How do you say check it out?  ¿Fijate?


----------



## Mei

Hi,

I would say: comprobar, verificar.

WRD

Mei


----------



## Pr0x1mo

That sounds _too_ proper, what would be the Spanish slang equivalent?


----------



## Miguelillo 87

Puedes decir mira "fijate" como tú lo dijiste o aquí en México decimos "checkalo".


----------



## Pr0x1mo

LOL @ checkalo, man, Spanglish!

I hear a lot of cubans always say "fijate" so I figured thats what it meant "check it" or "check it out".


----------



## Soleil

hola! 

En Perú diríamos: 

*Chequéalo*, pero no es muy común.

*Mira*... pero mira no es "slang", es lenguaje estándar.

Si quieres algo más coloquial sería... *échale un ojo*, *dale una chequeada*.

Espero que te sirva de algo.


----------



## Miguelillo 87

Well in Mexico we used this Spanglish and is not only in the border is also in all the country, for example: I'm from Mexico City and I and all my friends use it, but i suppose that depends on the country you're talking.
Also if you want sth more Spanish you could say "Mira".


----------



## tigger_uhuhu

I agree whit Miguelillo87, chécate, chécalo are commun here.
Fíjate, mira, or "echale un ojo/ echale un vistazo".
Cheers.
Tigger


----------



## black_flowers

¿Qué significa esta expresión?


----------



## AmethystSW

Check it out! --> Hey look at this\that! --> ¡Míralo!\¡Mira esto\eso!


----------



## aurilla

"Check it out" significa "dale un vistazo a esto"/ "mira esto".


----------



## gadankle

Para expresar entusiasmo o ilusión como _¡Mira esto!_, ¿se puede decir _check it out_?

Por ejemplo, _échale un vistazo a mi nuevo coche_:
Check out my new car!
Check my new car out!


----------



## dasboot

Sí, se puede.
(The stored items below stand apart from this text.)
PR #644, opened 2024-06-02
Introduce subcommand grouping into the command configuration to improve help

DougGregor:
Add optional support for grouping subcommands into named groups, to help bring order to commands with many subcommands without requiring additional structure. For example, here's the help for a "subgroupings" command that has an ungrouped subcommand (m), and two groups of subcommands ("broken" and "complicated").

    USAGE: subgroupings <subcommand>

    OPTIONS:

    SUBCOMMANDS:
      m

    BROKEN SUBCOMMANDS:
      foo                     Perform some foo
      bar                     Perform bar operations

    COMPLICATED SUBCOMMANDS:
      n

      See 'subgroupings help <subcommand>' for detailed help.

The help output above is created like this:

```
  struct WithSubgroups: ParsableCommand {
    static let configuration = CommandConfiguration(
      commandName: "subgroupings",
      subcommands: [ M.self ],
      groupedSubcommands: [
        CommandGroup(
          name: "Broken",
          subcommands: [ Foo.self, Bar.self ]
        ),
        CommandGroup(name: "Complicated", subcommands: [ N.self ]),
        CommandGroup(name: "Invisible", subcommands: [ ])
      ]
    )
  }
```

Each `CommandGroup` names a new group with its subcommands (there are no groups within groups).

This structure is only cosmetic, and only affects help generation by providing more structure for the reader. It doesn't impact existing clients, who can still reason about the flattened list of subcommands if they prefer.


DougGregor:
@swift-ci please test

dickoff:
I was just looking at doing something very similar! (WIP here: https://github.com/apple/swift-argument-parser/tree/subcommand-groups).

The CommandsBuilder idea is an interesting one. However is it limiting in some of the manipulation that you can do with the existing simple array `subcommands` parameter? Currently it's quite easy to do things like dynamically alphabetically sort the subcommands array or only include some commands based on `#if` checks. I checked out this branch and played around with a it a bit and it wasn't obvious to me how you could achieve those kinds of things with the builder (but I'm very inexperienced with resultBuilders!)

dickoff:
Do we think there's value in allowing for a longer description string for the group? For example how subcommand groups are described in `git -h`. E.g. accomplishing something like this in the test, adding a description to the header title.

```
BROKEN SUBCOMMANDS: These commands are currently non-functional due to XYZ
  foo                     Perform some foo
  bar                     Perform bar operations
  ```

**Comment by DougGregor** [comment]
> The CommandsBuilder idea is an interesting one. However is it limiting in some of the manipulation that you can do with the existing simple array `subcommands` parameter?

It shouldn't be too limiting. Result builders can support more language syntax if we'd like (e.g., the ability to do `if #available` and such), although I didn't add them.

> I checked out this branch and played around with a it a bit and it wasn't obvious to me how you could achieve those kinds of things with the builder (but I'm very inexperienced with resultBuilders!)

I'd expect `#if` to work inside the builder already. If we want `if`, `if`-`else`, `switch`, and `if #available` to work, we can add that support to the builder by introducing the appropriate `buildXYZ` methods.

> Do we think there's value in allowing for a longer description string for the group? 

Yes, I think that's a good idea! It's easy enough to add an "abstract" that we put here.

**Comment by DougGregor** [comment]
@swift-ci please test

**Comment by DougGregor** [comment]
@dickoff See the latest two commits, which add an optional abstract and then extend out the result builders to handle all of the declarative syntax.

**Comment by DougGregor** [comment]
I've opened up a discussion thread on the forums for this change: https://forums.swift.org/t/grouping-subcommands/72219

File: Sources/ArgumentParser/Usage/HelpGenerator.swift [hunk 1]
```diff
@@ -76,8 +88,14 @@ internal struct HelpGenerator {
       guard !elements.isEmpty else { return "" }
       
       let renderedElements = elements.map { $0.rendered(screenWidth: screenWidth) }.joined()
-      return "\(String(describing: header).uppercased()):\n"
-        + renderedElements
+
+      var renderedHeader = String(describing: header).uppercased() + ":"
+      if let abstract = header.abstract {
+        renderedHeader += " "
+        renderedHeader += abstract.wrapped(to: screenWidth)
```
natecook1000, line 95: Do we need to add the abstract and then wrap?

dickoff:
> @dickoff See the latest two commits, which add an optional abstract and then extend out the result builders to handle all of the declarative syntax.

New changes look great! They resolve all the questions I brought up.

Sources/ArgumentParser/Usage/HelpGenerator.swift
```diff
@@ -211,34 +229,77 @@ internal struct HelpGenerator {
...
+      }
+    )
+
     // Combine the compiled groups in this order:
     // - arguments
     // - named sections
     // - options/flags
-    // - subcommands
+    // - grouped subcommands
+    // - ungrouped subcommands
```
natecook1000, line 294: Looks like this order is flipped from the actual behavior.

Sources/ArgumentParser/Parsable Types/SubcommandsBuilder.swift
```diff
@@ -0,0 +1,65 @@
...
+    return component
+  }
+
+  public static func buildArray(_ components: [[Subcommand]]) -> [Subcommand] {
+    return components.flatMap { $0 }
+  }
+}
+
+/// Describes a single subcommand or a group thereof.
+public enum Subcommand: Sendable {
```
natecook1000, line 49: This name doesn't quite describe what the type represents, since a group of subcommands is not itself a subcommand. One option is `CommandGroup` – I'm more comfortable with a `CommandGroup` that just stores a single command than a `Subcommand` that stores a bunch of commands. But then we couldn't use that name for the other type, which it's perfect for.

Maybe just making it `Subcommands` is an improvement? I don't think this is a dealbreaker – do you have any other ideas for this name?

Tests/ArgumentParserUnitTests/HelpGenerationTests.swift
```diff
@@ -514,6 +514,54 @@ extension HelpGenerationTests {
...
+    to XYZ.
+      foo                     Perform some foo
+      bar                     Perform bar operations
+
+    COMPLICATED SUBCOMMANDS:
+      n
+
+      See 'subgroupings help <subcommand>' for detailed help.
+    """)
+  }
```
natecook1000, line 564: This output looks terrific! From what I can see, empty command groups are allowed, but essentially ignored in the output, which is the right behavior since we're supporting conditionals in the builder syntax. Can we add a test with one of those to verify? Also a test with _only_ grouped subcommands, to make sure we aren't missing anything in that case.

Sources/ArgumentParser/Parsable Types/CommandConfiguration.swift
```diff
@@ -62,6 +76,58 @@ public struct CommandConfiguration: Sendable {
...
+  ///     command.
+  ///   - defaultSubcommand: The default command type to run if no subcommand
+  ///     is given.
+  ///   - helpNames: The flag names to use for requesting help, when combined
+  ///     with a simulated Boolean property named `help`. If `helpNames` is
+  ///     `nil`, the names are inherited from the parent command, if any, or
+  ///     are `-h` and `--help`.
+  ///   - aliases: An array of aliases for the command's name. All of the aliases
+  ///     MUST not match the actual command name, whether that be the derived name
+  ///     if `commandName` is not provided, or `commandName` itself if provided.
```
natecook1000, line 106: Something like this:
```suggestion
  ///     if `commandName` is not provided, or `commandName` itself if provided.
  ///   - groupedSubcommands: A builder closure that defines the subcommands
  ///     and their groups for this command.
```

rauhul:
I would recommend splitting out the abstract into a different PR. If we add this functionality to CommandGroups then we should probably add them OptionGroups and that feels like scope creep for this change.

natecook1000 (commented):
Thanks so much for this, @DougGregor! In addition to the notes below, could you add initializers that just accept arrays that are parallel to the builder-based initializers for `CommandConfiguration` and `CommandGroup`? That will be more flexible for projects that set up the command hierarchy out of place with the command declarations themselves.

Sources/ArgumentParser/Usage/HelpGenerator.swift
DougGregor: Ahhh, probably. Thank you

DougGregor:
> could you add initializers that just accept arrays that are parallel to the builder-based initializers for `CommandConfiguration` and `CommandGroup`?

Hmm. If we're going to do this, I think I'd rather drop the builder-based initializers entirely from this pull request than introduce two new interfaces for the same thing. It's completely reasonable to say that the only way to get this functionality is with syntax like this:

```swift
subcommands: [
  // all of the ungrouped subcommands
],
groupedSubcommands: [
  CommandGroup(
    name: "group name",
    subcommands: [
      // subcommands in this group
    ]
  ),
  // ...
].
```

That avoids having to create the `Subcommand` type at all, and is arguably more in keeping with the current API design. It would leave the door open to a builder-based design in the future should we want it.

natecook1000:
That makes sense! I could see that fitting into a whole builder-based configuration approach (which I think we've looked at before). If we make this change, let's also make `flattenedSubcommands` (or `allSubcommands`) public API as well, since the subcommands will live in two different places.

dickoff:
> That makes sense! I could see that fitting into a whole builder-based configuration approach (which I think we've looked at before). If we make this change, let's also make `flattenedSubcommands` (or `allSubcommands`) public API as well, since the subcommands will live in two different places.

Could we not just have the existing `subcommands` still return all ungrouped and grouped subcommands together? Having `subcommands` start to only return ungrouped commands would be odd for clients I would think.

DougGregor:
> Could we not just have the existing `subcommands` still return all ungrouped and grouped subcommands together?

I think we need `subcommands` to still return all ungrouped and grouped subcommands. I can add `ungroupedSubcommands` and `groupedSubcommands` for clients that want them separate.

DougGregor:
@swift-ci please test

DougGregor:
@natecook1000 I believe I addressed all of your comments. The updated PR description contains the non-result-builder interface, which is a more straightforward extension of the existing syntax:

```swift
  struct WithSubgroups: ParsableCommand {
    static let configuration = CommandConfiguration(
      commandName: "subgroupings",
      subcommands: [ M.self ],
      groupedSubcommands: [
        CommandGroup(
          name: "Broken",
          subcommands: [ Foo.self, Bar.self ]
        ),
        CommandGroup(name: "Complicated", subcommands: [ N.self ]),
        CommandGroup(name: "Invisible", subcommands: [ ])
      ]
    )
  }
```

Sources/ArgumentParser/Parsable Types/CommandConfiguration.swift
```diff
@@ -47,8 +47,27 @@ public struct CommandConfiguration: Sendable {
   public var shouldDisplay: Bool
   
   /// An array of the types that define subcommands for this command.
-  public var subcommands: [ParsableCommand.Type]
-  
+  ///
```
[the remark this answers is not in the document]
DougGregor: I was using the extra line to separate the "abstract" line from the "detail" line.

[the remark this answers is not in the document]
rauhul: Wow I can't this morning, I made like 2 other mistakes similar, sorry about the noise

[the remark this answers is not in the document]
natecook1000: It's a weird diff!

Sources/ArgumentParser/Parsable Types/CommandConfiguration.swift
```diff
@@ -47,8 +47,27 @@ public struct CommandConfiguration: Sendable {
...
+      ungroupedSubcommands = newValue
+    }
+  }
+
+  /// An array of types that define subcommands for this command and are
+  /// not part of any command group.
+  public var ungroupedSubcommands: [ParsableCommand.Type]
+
+  /// The list of subcommands and subcommand groups.
+  public var groupedSubcommands: [CommandGroup]
```
natecook1000, line 69: These look great 👍🏻

natecook1000 (approved):
Looks great, thanks again!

No sé si es  la más correcta, pero la primera me suena mejor.


----------



## Gatuna

En la jerga mexicana se usa generalmente "checar" (_¡Checa mi auto!_).


----------



## kacd_99

How can I say "check it out" in Spanish?


----------



## Americana4414

¡Mira!
.....


----------



## kacd_99

Thanks you!


----------



## yeehawk

Depende del contexto, porque también puede ser "echar un vistazo" (I'll check it out tomorrow and get back to you: "Mañana le echo un vistazo, y después te cuento qué  me parece").


----------



## louperez

In Spain is something like: ¡FÍJATE!


----------



## dyry

In Spanish is like "mira esto", "no te pierdas (esto)" or "no te lo pierdas" if is something like pictures you can the people visit.


----------



## Mr. Perussi

Check it out! 

What does this expression mean? 
Does it depend on the context?


----------



## Metzaka

Do you need an answer in Spanish?

It would be something like: Revísalo/Chécalo/Mira eso.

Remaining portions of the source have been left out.